▶ [Source material]

PR #4109, opened 2026-01-05
fix: always error on missing guesses

### LINKED ISSUE #4104: Can create and simulate ODE without providing initial conditions for all variables
Pretty serious, leads to a silent and potentially nasty error.
```julia
# Fetch packages
using ModelingToolkitBase
using OrdinaryDiffEqDefault
using ModelingToolkitBase: t_nounits as t, D_nounits as D

# Create model.
@variables X1(t) X2(t)
@parameters k1 k2
eqs = [
    D(X1) ~ -k1*X1 + k2*X2
    D(X2) ~ k1*X1 - k2*X2
]
@mtkbuild sys = System(eqs, t)

sim_conds = [X1 => 3.4, k1 => 1.2, k2 => 0.13]
oprob = ODEProblem(sys, sim_conds, (0.0, 1.0))
sol = solve(oprob)

oprob[X1] # 3.4
oprob[X2] # 1.0
sol[X1][1] # 3.4
sol[X2][1] # 1.0
```

AayushSabharwal:
Close #4104 

Tests will likely need fixing.

### DIFF
--- a/lib/ModelingToolkitBase/test/components.jl
+++ b/lib/ModelingToolkitBase/test/components.jl
@@ -11,6 +11,12 @@ using BipartiteGraphs
 import SymbolicUtils as SU
 include("common/rc_model.jl")
 
+missing_guess_value = if @isdefined(ModelingToolkit)
+    MissingGuessValue.Error()
+else
+    MissingGuessValue.Constant(1.0)
+end
+
 @testset "Basics" begin
     @unpack resistor, capacitor, source = rc_model
     function check_contract(sys)
@@ -77,7 +83,7 @@ include("common/rc_model.jl")
     end
     @test !isempty(ModelingToolkitBase.bindings(sys))
     u0 = [capacitor.v => 0.0]
-    prob = ODEProblem(sys, u0, (0, 10.0))
+    prob = ODEProblem(sys, u0, (0, 10.0); missing_guess_value)
     sol = solve(prob, Rodas4(); abstol = 1.0e-8, reltol = 1.0e-8)
     check_rc_sol(sol)
 end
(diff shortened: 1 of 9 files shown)


TorkelE:
Would be happy to review, but to be honest I cannot really intepret what change the update will cause

AayushSabharwal:
This makes it so that there are no guesses for all variables by default. In your issue, the `ODEProblem` construction will error. Also, for most DAEs and some systems with observed equations, the initialization will need guesses for a bunch of extra variables. These can be provided by passing `missing_guess_value = MissingGuessValue.Constant(..)` to `ODEProblem`.

lib/ModelingToolkitBase/test/components.jl
```diff
@@ -11,6 +11,12 @@ using BipartiteGraphs
 import SymbolicUtils as SU
 include("common/rc_model.jl")
 
+missing_guess_value = if @isdefined(ModelingToolkit)
+    MissingGuessValue.Error()
+else
+    MissingGuessValue.Constant(1.0)
```
ChrisRackauckas, line 17: why wouldn't we always default to error?

AayushSabharwal: That's just for tests. When MTK is loaded, no additional guesses should be necessary. Without MTK, simplification is not strong enough to eliminate all the observed from the initialization system, so some cases need extra guesses. Note that this doesn't apply to every `ODEProblem` in this test file. Only the necessary ones pass this kwarg.

ChrisRackauckas: I see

▶ [Task instructions]
Scan the data for lines containing "components" and copy all of them.

▶ [Task solution]
--- a/lib/ModelingToolkitBase/test/components.jl
+++ b/lib/ModelingToolkitBase/test/components.jl
lib/ModelingToolkitBase/test/components.jl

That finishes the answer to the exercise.